→ **TASK INSTRUCTIONS**
Work out how many lines below contain the word "arrays", then give that number alone.

→ **DATA SHOWN**
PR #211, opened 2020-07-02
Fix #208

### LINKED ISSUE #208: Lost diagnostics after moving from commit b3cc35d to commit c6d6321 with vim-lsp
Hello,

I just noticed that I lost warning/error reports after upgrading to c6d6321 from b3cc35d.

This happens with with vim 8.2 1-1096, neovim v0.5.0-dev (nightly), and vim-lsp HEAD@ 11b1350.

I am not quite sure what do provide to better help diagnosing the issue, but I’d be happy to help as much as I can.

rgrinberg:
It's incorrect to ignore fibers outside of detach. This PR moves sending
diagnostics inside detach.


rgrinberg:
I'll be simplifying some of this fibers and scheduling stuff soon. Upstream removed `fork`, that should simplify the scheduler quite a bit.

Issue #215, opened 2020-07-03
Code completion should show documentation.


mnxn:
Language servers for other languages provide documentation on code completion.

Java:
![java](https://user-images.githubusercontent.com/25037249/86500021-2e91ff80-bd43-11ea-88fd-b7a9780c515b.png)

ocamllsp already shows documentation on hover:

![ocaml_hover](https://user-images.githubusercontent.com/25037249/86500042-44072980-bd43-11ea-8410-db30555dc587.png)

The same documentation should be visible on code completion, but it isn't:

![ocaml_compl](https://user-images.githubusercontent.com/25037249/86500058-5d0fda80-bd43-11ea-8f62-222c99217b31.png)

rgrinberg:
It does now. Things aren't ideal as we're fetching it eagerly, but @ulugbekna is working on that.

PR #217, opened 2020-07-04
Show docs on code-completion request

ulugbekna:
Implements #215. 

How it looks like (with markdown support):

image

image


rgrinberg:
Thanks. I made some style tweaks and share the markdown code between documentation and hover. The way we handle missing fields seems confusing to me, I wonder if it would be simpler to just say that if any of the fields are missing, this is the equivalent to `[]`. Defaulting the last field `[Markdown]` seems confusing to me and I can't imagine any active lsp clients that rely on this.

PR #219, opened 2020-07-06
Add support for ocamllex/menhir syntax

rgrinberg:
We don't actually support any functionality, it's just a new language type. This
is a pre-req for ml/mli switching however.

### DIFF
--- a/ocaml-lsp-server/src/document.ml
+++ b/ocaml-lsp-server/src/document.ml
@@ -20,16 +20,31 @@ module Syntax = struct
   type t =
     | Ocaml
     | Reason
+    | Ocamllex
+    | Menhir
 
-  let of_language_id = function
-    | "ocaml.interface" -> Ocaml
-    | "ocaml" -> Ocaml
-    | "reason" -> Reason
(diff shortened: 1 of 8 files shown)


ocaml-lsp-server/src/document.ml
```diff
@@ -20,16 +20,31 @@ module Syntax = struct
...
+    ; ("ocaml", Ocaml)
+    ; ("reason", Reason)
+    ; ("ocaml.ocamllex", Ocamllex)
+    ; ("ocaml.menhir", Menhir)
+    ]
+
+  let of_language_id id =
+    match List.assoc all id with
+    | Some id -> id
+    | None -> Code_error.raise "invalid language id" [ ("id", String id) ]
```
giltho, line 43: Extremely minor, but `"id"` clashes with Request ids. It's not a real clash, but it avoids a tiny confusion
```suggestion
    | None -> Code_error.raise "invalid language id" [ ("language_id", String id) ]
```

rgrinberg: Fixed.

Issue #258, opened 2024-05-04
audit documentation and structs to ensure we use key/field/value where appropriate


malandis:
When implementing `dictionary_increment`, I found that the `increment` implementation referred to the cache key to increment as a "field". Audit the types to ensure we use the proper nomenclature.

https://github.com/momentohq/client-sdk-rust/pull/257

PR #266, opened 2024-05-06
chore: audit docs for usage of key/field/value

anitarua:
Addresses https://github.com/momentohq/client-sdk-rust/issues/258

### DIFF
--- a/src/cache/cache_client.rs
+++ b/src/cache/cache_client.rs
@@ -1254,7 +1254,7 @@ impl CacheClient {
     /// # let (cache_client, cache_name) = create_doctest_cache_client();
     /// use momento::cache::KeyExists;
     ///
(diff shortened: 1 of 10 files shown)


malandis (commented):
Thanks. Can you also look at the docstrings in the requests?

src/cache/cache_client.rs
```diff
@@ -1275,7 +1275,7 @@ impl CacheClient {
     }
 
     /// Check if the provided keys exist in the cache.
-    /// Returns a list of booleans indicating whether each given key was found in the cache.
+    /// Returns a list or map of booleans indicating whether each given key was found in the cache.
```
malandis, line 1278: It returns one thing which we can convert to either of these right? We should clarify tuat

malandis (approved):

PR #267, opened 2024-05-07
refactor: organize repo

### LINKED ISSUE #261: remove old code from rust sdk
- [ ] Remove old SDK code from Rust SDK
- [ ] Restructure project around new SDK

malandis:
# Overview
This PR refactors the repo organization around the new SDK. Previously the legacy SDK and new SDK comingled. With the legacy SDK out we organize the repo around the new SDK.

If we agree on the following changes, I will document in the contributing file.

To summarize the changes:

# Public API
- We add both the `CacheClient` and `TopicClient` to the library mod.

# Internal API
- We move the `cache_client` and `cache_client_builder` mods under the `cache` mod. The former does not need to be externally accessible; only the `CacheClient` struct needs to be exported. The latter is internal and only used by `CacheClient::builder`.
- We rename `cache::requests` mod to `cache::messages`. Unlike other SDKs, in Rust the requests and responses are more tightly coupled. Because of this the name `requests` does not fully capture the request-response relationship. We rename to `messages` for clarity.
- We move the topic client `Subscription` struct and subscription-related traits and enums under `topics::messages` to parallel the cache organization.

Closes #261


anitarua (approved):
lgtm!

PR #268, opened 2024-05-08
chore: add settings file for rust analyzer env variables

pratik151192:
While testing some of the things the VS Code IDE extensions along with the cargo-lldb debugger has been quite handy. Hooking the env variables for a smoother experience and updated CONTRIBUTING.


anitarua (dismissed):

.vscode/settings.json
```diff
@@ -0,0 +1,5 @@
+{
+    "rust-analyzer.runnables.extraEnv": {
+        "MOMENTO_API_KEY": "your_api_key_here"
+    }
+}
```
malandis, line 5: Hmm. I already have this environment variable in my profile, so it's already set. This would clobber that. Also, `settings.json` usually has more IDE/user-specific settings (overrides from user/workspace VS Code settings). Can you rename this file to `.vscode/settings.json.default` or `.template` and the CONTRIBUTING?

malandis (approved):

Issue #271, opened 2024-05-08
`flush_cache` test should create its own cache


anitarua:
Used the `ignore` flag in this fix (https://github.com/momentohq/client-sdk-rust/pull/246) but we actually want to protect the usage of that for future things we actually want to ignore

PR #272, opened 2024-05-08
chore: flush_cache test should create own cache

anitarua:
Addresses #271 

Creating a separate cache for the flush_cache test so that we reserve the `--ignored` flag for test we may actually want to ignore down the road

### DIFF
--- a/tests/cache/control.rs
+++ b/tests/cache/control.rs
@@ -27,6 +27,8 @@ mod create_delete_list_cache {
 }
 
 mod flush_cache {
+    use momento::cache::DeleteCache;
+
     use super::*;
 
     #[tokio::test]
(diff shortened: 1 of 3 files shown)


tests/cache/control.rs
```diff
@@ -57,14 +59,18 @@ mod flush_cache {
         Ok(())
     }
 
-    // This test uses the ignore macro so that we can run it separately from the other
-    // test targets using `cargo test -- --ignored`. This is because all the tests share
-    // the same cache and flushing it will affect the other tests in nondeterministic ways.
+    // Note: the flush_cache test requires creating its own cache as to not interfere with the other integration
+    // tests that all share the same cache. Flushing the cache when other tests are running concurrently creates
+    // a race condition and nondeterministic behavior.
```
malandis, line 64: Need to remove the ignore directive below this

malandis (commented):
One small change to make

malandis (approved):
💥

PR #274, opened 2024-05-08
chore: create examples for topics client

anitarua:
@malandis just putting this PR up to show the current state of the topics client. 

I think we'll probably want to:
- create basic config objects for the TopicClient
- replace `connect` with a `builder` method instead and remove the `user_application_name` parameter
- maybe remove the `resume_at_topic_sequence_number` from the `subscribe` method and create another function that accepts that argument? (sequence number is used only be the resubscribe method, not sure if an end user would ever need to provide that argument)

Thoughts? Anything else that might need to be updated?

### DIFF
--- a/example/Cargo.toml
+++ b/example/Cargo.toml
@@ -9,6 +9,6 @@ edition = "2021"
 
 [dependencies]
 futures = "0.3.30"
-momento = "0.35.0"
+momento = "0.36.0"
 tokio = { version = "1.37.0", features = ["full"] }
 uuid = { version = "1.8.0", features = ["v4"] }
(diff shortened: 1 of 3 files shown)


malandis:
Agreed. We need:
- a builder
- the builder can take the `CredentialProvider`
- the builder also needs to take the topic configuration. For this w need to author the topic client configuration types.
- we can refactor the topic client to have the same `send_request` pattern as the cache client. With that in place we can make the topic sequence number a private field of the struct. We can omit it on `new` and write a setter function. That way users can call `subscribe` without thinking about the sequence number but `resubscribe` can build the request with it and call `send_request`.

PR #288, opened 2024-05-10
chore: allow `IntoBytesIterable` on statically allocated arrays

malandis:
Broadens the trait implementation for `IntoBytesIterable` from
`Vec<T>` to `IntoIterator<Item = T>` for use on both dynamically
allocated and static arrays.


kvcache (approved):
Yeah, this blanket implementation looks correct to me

→ **TASK RESPONSE**
2